Aim of the exercise:
Take the entries that follow and return exactly the lines from the one holding "### LINKED ISSUE #864: Permit" through the one holding "- [x] #1130", both included. Nothing else is needed.
Material for this exercise below:
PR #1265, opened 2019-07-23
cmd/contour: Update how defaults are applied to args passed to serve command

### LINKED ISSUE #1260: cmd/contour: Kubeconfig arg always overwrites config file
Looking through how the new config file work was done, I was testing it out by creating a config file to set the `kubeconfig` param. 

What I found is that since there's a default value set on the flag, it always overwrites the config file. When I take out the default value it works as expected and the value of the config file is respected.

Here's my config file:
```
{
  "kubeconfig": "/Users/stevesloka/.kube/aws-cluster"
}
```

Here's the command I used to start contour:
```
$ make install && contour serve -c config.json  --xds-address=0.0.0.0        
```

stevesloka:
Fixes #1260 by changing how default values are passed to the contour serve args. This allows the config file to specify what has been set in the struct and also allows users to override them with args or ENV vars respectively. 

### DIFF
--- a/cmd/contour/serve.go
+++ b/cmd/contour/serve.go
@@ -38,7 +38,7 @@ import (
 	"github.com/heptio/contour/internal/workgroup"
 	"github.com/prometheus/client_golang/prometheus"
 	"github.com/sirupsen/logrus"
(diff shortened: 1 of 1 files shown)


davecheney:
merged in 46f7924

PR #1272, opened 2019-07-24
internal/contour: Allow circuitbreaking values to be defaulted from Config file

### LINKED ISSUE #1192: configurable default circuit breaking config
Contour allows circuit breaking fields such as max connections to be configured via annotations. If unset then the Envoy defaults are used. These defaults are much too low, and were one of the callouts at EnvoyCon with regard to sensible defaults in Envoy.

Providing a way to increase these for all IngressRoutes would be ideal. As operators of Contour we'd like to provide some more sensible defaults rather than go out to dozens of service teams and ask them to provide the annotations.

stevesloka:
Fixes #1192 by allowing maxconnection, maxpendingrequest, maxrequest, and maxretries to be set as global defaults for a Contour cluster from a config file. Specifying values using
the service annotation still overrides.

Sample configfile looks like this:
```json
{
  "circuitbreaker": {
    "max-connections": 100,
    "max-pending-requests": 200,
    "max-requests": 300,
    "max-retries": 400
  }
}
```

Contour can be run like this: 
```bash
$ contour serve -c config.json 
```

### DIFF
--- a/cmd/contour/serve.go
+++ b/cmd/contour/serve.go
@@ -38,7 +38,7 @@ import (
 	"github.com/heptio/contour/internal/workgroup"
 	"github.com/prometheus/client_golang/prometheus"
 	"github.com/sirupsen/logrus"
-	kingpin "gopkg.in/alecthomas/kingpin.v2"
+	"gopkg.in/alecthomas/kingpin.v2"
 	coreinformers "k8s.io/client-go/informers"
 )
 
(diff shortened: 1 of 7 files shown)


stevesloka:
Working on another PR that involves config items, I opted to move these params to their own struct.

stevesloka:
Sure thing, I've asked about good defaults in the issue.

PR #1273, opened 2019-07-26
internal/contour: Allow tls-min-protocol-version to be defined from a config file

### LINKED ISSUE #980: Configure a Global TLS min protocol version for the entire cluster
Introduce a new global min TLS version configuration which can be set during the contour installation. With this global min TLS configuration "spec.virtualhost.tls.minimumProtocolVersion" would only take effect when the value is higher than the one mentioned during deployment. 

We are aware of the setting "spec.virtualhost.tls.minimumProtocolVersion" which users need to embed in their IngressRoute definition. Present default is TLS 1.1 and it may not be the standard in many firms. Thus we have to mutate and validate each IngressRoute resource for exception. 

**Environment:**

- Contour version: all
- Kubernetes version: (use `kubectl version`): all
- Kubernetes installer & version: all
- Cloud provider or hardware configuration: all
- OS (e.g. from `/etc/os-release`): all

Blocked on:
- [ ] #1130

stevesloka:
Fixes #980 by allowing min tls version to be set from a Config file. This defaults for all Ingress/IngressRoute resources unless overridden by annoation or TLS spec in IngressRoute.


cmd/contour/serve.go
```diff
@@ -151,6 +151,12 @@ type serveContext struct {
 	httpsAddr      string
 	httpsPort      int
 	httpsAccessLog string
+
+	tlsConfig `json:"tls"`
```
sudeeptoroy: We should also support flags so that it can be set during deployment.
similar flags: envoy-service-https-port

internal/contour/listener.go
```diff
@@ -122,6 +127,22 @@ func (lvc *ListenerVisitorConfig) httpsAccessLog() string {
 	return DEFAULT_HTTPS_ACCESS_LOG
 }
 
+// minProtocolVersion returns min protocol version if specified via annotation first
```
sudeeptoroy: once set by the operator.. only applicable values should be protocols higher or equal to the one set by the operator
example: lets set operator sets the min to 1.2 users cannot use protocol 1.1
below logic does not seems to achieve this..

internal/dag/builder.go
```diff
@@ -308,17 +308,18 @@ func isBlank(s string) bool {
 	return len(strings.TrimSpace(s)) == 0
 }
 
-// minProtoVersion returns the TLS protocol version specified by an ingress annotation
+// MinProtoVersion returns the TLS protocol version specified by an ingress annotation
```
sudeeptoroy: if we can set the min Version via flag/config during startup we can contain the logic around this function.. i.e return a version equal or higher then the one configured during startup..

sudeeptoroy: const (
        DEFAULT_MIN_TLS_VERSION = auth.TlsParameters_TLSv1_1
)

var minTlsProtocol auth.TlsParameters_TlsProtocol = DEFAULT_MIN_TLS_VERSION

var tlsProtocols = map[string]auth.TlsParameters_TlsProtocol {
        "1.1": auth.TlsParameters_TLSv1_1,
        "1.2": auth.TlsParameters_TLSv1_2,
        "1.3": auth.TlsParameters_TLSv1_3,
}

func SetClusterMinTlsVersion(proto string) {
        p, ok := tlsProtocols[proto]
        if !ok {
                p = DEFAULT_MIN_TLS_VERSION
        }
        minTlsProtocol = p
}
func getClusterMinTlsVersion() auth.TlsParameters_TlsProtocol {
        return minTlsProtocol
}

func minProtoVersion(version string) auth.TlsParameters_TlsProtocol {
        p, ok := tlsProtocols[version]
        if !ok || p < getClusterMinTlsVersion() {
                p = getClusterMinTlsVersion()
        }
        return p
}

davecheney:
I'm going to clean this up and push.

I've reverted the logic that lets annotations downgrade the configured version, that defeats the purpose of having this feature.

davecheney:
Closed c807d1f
End of Material for this exercise.
Material for this exercise below:
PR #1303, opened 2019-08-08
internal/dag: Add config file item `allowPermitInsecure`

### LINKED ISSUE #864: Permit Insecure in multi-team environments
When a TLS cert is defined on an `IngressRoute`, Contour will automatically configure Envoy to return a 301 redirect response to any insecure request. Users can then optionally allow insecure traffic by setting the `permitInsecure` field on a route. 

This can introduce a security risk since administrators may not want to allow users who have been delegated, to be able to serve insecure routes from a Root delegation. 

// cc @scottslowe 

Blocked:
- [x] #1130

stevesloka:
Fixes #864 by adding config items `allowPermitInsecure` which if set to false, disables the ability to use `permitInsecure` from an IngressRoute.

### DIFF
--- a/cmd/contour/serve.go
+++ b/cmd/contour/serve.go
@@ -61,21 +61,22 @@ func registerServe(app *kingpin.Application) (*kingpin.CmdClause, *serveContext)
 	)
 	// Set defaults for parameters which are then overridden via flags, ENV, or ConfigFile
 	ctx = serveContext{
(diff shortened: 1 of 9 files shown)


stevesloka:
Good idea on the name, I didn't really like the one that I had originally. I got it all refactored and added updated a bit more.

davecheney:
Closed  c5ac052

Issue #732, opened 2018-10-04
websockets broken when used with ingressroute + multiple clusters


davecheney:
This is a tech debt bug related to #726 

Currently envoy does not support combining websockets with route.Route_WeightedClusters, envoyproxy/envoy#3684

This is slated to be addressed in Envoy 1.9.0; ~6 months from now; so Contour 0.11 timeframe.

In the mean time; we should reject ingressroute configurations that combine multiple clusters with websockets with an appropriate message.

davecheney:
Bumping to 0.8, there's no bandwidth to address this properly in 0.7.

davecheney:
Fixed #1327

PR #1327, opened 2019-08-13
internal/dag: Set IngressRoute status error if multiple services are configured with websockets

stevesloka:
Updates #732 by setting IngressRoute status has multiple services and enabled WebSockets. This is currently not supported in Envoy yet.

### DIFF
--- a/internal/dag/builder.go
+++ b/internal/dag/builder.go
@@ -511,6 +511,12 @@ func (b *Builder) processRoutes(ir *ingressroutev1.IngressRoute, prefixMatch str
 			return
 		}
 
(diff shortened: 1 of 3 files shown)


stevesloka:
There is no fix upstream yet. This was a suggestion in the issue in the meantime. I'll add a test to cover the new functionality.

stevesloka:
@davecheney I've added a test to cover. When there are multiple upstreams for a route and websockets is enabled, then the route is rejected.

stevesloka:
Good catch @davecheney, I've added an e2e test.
End of Material for this exercise.
Result:
### LINKED ISSUE #864: Permit Insecure in multi-team environments
When a TLS cert is defined on an `IngressRoute`, Contour will automatically configure Envoy to return a 301 redirect response to any insecure request. Users can then optionally allow insecure traffic by setting the `permitInsecure` field on a route. 

This can introduce a security risk since administrators may not want to allow users who have been delegated, to be able to serve insecure routes from a Root delegation. 

// cc @scottslowe 

Blocked:
- [x] #1130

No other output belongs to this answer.